Consumer opinion should be an added incentive to do the right thing for most businesses, and it would seem to make the diamond industry particularly sensitive to any link between their product and the savage wars that might stain its image. I think what we see is that the worth of diamonds is pretty much what they symbolize, love and commitment. The image was created and is sustained by an advertising campaign worth hundreds of millions of dollars a year. But it is only an image. Fur, which is another luxury product with an image problem, does keep you warm. Diamonds' worth depends wholly on consumers' perceptions. So sometimes diamonds are not a girl's best friend.

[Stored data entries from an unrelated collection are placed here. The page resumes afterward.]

PR #9810, opened 2020-10-30
Add alert rule when one or more targets for job has scrape limit exce…

rakesh-garimella:
**Description**

- We have scrape sample limits in place for pod monitors. Whenever one of the target reaches the scrape sample limits then alert should be fired as this means the metrics from now on would be dropped.

**Related issue(s)**

### DIFF
--- a/resources/monitoring/templates/prometheus/kyma-rules/kyma-rules.yaml
+++ b/resources/monitoring/templates/prometheus/kyma-rules/kyma-rules.yaml
@@ -81,7 +81,7 @@ spec:
       annotations:
         description: One or more targets in the job monitoring-prometheus-istio-server have scrape limit exceeded
         summary: Scrape limit for one or more targets is exceeded.
-      expr: increase(prometheus_target_scrapes_exceeded_sample_limit_total{job="monitoring-prometheus-istio-server"}[1m]) > 1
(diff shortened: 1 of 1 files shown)


resources/monitoring/templates/prometheus/kyma-rules/kyma-rules.yaml
```diff
@@ -75,3 +75,13 @@ spec:
         severity: warning
       annotations:
         message: Pod {{`{{`}} $labels.namespace {{`}}`}}/{{`{{`}} $labels.pod {{`}}`}} ({{`{{`}} $labels.container {{`}}`}}) is OOMKilled for 5 minutes.
+  - name: prometheus-rules
+    rules:
+    - alert: ScrapeLimitForTargetExceeded
+      annotations:
+        description: One or more targets in the job monitoring-prometheus-istio-server have scrape limit exceeded
+        summary: Scrape limit for one or more targets is exceeded.
+      expr: increase(prometheus_target_scrapes_exceeded_sample_limit_total{job="monitoring-prometheus-istio-server"}[1m]) > 1
```
a-thaler, line 84: Why the value should be greater than 1? It should fire if it is greater than 0.

rakesh-garimella: fixed.

a-thaler (approved):

Issue #9689, opened 2020-10-13
Optimize observability setup for evaluation profile


a-thaler:
**Description**
in regards to https://github.com/kyma-project/kyma/issues/9673 the observability stack should be optimized in the evaluation profile to provide full feature-richness with lowest price.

American consumers, who buy two-thirds of all the world's diamonds, have a very different understanding of diamonds than Sierra Leoneans or Angolans or Congolese people, and with the increase in media attention to the horrors of the diamond wars, reality is almost certain to make these conflicting images apparent. Americans are smart and they want action, and they are going to be outraged. I do not think they really know what has happened with conflict diamonds. They are going to be outraged if we do not do something about this.

I was encouraged to see the diamond industry finally do something to end its assistance to this blood trade two months ago. Last year, Frank and I and Cynthia McKinney came up with a more traditional approach, giving consumers information to make their own

decisions. We had urged the industry to either support it or counter it. I had hoped to introduce implementing legislation for their counter proposal, but the industry has not yet finalized its approach.

To encourage this process, I have introduced the CARAT Act, H.R. 5147. Title III expresses the sense of Congress that our government should do all it can to put this proposal or something like it into effect. I believe it is critical that Congress express this now because key countries and segments of the industry are dragging their feet.

The United States is the largest market for diamonds. We have a moral obligation to speak out and what we say will make a difference. Title II aims to add some encouragement to this process in the form of requiring diamonds' origin to be certified as soon as that is technologically feasible and cost effective. Title IV requires the administration to work more coherently on this problem. Under Ambassador Halperin's leadership, there has been more attention and focus.

But much more effort is needed. Over the past decade, our government, has sent $3 billion in humanitarian aid to Angola, Liberia, the DRC, and Sierra Leone, while over the same period $10 billion in diamonds was smuggled out.

Several months ago, 70 American human rights and humanitarian organizations led by Physicians for Human Rights formed a coalition to press for the industry to act on the problem of conflict diamonds. I was not surprised to see their enthusiasm for this work and pleased to learn that they are proceeding in a responsible manner. Launching a boycott of diamonds would be the easiest thing in the world to do on this issue, and this coalition has not done that. Instead, they are waiting to see whether the diamond industry will implement its proposal and what Congress is going to do. I do not expect this coalition to wait forever. Christmas is coming and with it a golden opportunity to educate consumers about where the money they spend on tokens of love goes.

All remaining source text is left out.